Stored data
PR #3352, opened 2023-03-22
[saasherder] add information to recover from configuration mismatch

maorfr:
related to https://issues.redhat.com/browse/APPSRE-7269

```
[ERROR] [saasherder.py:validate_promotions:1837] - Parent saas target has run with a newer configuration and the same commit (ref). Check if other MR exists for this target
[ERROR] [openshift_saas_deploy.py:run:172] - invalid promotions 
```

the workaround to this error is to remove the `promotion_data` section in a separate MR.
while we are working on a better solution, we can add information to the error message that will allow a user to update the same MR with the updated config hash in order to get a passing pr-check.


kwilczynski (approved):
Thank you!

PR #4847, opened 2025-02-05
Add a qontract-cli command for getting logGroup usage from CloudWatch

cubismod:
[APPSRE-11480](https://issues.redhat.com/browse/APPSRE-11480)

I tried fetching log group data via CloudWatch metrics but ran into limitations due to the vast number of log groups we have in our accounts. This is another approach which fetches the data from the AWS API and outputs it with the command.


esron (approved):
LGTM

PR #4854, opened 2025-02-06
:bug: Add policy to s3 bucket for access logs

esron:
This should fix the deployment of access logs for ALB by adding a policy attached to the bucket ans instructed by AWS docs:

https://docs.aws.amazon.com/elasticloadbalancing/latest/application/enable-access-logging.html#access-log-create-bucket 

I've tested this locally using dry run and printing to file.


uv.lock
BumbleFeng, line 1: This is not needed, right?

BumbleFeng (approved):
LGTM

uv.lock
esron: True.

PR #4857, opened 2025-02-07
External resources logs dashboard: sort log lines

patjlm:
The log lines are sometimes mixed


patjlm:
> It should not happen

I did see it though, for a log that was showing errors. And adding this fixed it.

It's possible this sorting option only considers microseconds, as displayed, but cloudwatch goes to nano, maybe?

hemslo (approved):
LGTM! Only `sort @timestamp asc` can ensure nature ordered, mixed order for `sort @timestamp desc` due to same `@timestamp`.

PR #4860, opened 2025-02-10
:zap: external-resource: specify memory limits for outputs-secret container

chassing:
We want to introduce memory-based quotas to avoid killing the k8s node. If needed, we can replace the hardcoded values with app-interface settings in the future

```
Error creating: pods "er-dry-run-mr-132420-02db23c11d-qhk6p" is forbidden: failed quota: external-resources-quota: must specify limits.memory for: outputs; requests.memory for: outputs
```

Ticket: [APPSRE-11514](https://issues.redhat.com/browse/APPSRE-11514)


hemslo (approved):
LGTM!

* * *

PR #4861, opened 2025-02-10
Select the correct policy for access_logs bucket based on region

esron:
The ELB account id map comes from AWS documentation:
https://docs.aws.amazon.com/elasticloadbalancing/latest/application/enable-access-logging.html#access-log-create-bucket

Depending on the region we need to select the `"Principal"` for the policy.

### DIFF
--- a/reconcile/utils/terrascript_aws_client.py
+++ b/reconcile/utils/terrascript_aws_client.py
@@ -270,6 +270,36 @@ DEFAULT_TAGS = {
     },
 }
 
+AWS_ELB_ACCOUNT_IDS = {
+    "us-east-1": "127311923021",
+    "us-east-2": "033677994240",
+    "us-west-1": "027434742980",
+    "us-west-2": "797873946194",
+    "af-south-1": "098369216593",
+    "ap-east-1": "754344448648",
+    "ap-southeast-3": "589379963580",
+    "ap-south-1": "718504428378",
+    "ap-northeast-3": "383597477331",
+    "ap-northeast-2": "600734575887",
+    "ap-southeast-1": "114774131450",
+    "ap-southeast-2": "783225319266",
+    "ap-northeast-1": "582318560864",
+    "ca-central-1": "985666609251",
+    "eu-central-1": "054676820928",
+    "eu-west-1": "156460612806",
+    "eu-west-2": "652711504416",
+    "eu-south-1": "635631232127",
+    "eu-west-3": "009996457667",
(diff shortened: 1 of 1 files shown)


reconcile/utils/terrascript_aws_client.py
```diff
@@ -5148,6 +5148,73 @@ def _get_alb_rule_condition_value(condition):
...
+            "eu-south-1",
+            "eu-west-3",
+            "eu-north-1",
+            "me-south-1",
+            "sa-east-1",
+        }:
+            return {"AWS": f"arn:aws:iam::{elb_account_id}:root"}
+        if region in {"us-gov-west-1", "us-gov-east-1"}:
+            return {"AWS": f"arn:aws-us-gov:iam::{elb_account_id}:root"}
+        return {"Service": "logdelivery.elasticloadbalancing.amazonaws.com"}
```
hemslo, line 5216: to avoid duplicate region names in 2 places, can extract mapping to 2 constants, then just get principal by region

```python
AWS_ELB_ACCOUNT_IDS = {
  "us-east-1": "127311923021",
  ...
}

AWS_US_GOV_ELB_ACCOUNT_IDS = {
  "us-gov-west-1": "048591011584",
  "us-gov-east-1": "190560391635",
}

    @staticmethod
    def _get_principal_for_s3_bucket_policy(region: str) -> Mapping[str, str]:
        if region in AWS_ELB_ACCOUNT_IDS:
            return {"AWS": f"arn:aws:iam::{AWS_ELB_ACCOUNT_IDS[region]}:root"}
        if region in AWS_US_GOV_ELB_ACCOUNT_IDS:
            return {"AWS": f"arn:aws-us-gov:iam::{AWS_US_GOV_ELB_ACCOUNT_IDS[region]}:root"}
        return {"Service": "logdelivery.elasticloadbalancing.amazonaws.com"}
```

---

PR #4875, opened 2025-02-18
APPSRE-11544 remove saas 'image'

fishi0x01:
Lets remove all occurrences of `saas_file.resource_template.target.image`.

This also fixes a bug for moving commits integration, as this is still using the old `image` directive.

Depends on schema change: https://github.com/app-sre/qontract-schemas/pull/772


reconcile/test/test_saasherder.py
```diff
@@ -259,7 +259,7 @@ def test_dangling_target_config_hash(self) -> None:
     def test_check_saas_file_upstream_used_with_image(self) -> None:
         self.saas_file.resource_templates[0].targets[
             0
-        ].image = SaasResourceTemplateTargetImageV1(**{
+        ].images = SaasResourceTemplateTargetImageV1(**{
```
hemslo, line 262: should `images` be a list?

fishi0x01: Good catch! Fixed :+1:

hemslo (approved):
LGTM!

== Task goal ==
Lines in the data that include the word "outputs" should all be copied.

== Problem solution ==
I tried fetching log group data via CloudWatch metrics but ran into limitations due to the vast number of log groups we have in our accounts. This is another approach which fetches the data from the AWS API and outputs it with the command.
:zap: external-resource: specify memory limits for outputs-secret container
Error creating: pods "er-dry-run-mr-132420-02db23c11d-qhk6p" is forbidden: failed quota: external-resources-quota: must specify limits.memory for: outputs; requests.memory for: outputs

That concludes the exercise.